> DATA PROVIDED
PR #1398, opened 2025-09-29
feat(nrf): add support for nRF91 modem

nponsard:
# Description

This PR adds the initialization of the GNSS and cellular modem found in the nRF91 SiP series.

Version `0.8.0` of `nrf-modem` requires `embassy-time` version `0.5.0` that is incompatible with the current embassy version in Ariel OS 

## Open Questions

This PR includes a fix for [errata #7](https://docs.nordicsemi.com/bundle/errata_nRF9151_Rev2/page/ERR/nRF9151/Rev2/latest/anomaly_151_7.html). This workaround resets the board, and since version `v0.28` the behavior changed to catch resets as exceptions (previously `--catch-reset`) by default. This means that probe-rs will exit instantly when the workaround is triggered.
A fix for that would be to add `--no-catch-reset` to the default `probe-rs run` command, but this will make older (<v0.28) versions of `probe-rs` incompatible as it will not recognize this flag.

## Change checklist

### DIFF
--- a/.github/workflows/main.yml
+++ b/.github/workflows/main.yml
@@ -82,8 +82,11 @@ jobs:
         with:
           toolchain: ${{ steps.get_toolchain.outputs.toolchain }}
           # Required for checking ariel-os-esp and ariel-os-nrf
-          targets: riscv32imac-unknown-none-elf, thumbv7em-none-eabi
-          components: clippy, rustfmt
+          targets: riscv32imac-unknown-none-elf, thumbv7em-none-eabi, thumbv8m.main-none-eabihf
+          components: clippy, rustfmt, llvm-tools
+
+      - name: Install prerequisites
+        run: sudo apt-get install gcc-arm-none-eabi
 
       - name: rust cache
         uses: Swatinem/rust-cache@98c8021b550208e191a6a3145459bfc9fb29c4c0 # v2
@@ -200,7 +203,7 @@ jobs:
             --deny warnings
 
       - run: echo 'RUSTFLAGS=--cfg context="nrf52840" --cfg context="nrf52" --cfg getrandom_backend="custom"' >> $GITHUB_ENV
-      - name: clippy for nRF
+      - name: clippy for nRF52
         uses: clechasseur/rs-clippy-check@286fd9545eb133adad54b4af34bcb642e266ddd1 # v5
         with:
           args: |
@@ -217,6 +220,25 @@ jobs:
                 "
             -p ariel-os-nrf
             --target=thumbv7em-none-eabi
+            --
+            --deny warnings
+      - run: echo 'RUSTFLAGS=--cfg context="nrf9160" --cfg context="nrf91" --cfg getrandom_backend="custom"' >> $GITHUB_ENV
+      - name: clippy for nRF91
+        uses: clechasseur/rs-clippy-check@286fd9545eb133adad54b4af34bcb642e266ddd1 # v5
+        with:
+          args: |
+            --verbose
+            --locked
+            --features "
+                embassy-nrf/nrf9160-s,
+                external-interrupts,
+                i2c,
+                spi,
+                uart,
+                nrf91-modem
+                "
+            -p ariel-os-nrf
+            --target=thumbv8m.main-none-eabihf
             --
             --deny warnings
 


laze-project.yml
```diff
@@ -1247,6 +1249,26 @@ modules:
...
       - doc-only
 
+  - name: gnss
+    selects:
+      - hw/gnss
+    env:
+      global:
+        FEATURES:
+          - ariel-os/gnss
+
```
ROMemories: I think this is unrelated:
```suggestion
```

laze-project.yml
```diff
@@ -1247,6 +1249,26 @@ modules:
...
+  - name: has_nrf_modem
+    selects:
+      - doc-only
+
+  - name: nrf91-modem
+    selects:
+      - has_nrf_modem
```
ROMemories: This should either have `91` in its name, or the `nrf91-modem` shouldn't.

laze-project.yml
```diff
@@ -310,13 +310,15 @@ contexts:
     parent: nrf91
     provides:
       - has_storage_support
+      - has_nrf_modem
```
```suggestion
      - has_nrf_modem
      - has_storage_support
```

laze-project.yml
```diff
@@ -310,13 +310,15 @@ contexts:
...
     env:
       PROBE_RS_CHIP: nRF9160_xxAA
 
   - name: nrf9151
     parent: nrf91
     provides:
       - has_storage_support
+      - has_nrf_modem
```
```suggestion
      - has_nrf_modem
      - has_storage_support
```

Cargo.toml
```diff
@@ -157,6 +157,10 @@ trouble-host = "0.1"
 bt-hci = { version = "0.2.0" }
 nrf-sdc = { git = "https://github.com/ariel-os/nrf-sdc.git", rev = "8ce4780b691ec6850b05a0382cef395846b67e02" }
 
+nrf-modem = { version = "0.7.3" }
+tinyrlibc = "0.5.0"
+futures = { version = "0.3.31", default-features = false }
```
ROMemories: Do we need this? I don't see it being used.

src/ariel-os-rt/build.rs
```diff
@@ -74,6 +74,8 @@ fn write_memoryx() {
         (512, 1024)
     } else if context("nrf5340-net") {
         (64, 256)
+    } else if cfg!(feature = "nrf91-modem") {
+        (192, 1024)
```
ROMemories: Can you point me to where these values are coming from? I can't find them easily in the datasheet.

src/ariel-os/Cargo.toml
```diff
@@ -157,6 +157,9 @@ ble-peripheral = ["ble", "ariel-os-embassy/ble-peripheral"]
 # Enables BLE to act as a central. Can be used in conjunction with `ble-peripheral`.
 ble-central = ["ble", "ariel-os-embassy/ble-central"]
 
+# ## Modem support for the nrf91xx SiP (nrf-modem)
```
```suggestion
# ## Enables support for the nRF91xx SiP modem.
```

src/ariel-os-nrf/Cargo.toml
```diff
@@ -102,10 +109,16 @@ ble = [
...
+
 ## Enables defmt support.
-defmt = ["dep:defmt", "embassy-nrf/defmt", "nrf-sdc?/defmt"]
+defmt = ["dep:defmt", "embassy-nrf/defmt", "nrf-sdc?/defmt", "nrf-modem?/defmt"]
 
 ## Enables the interrupt executor.
-executor-interrupt = ["embassy-executor/executor-interrupt"]
+executor-interrupt = [
+  "embassy-executor/executor-interrupt",
+  "nrf-modem?/os-irq",
```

> THE TASK
What lines above contain the word "toml"? Return each such line.

> ANSWER SPACE
Cargo.toml
src/ariel-os/Cargo.toml
src/ariel-os-nrf/Cargo.toml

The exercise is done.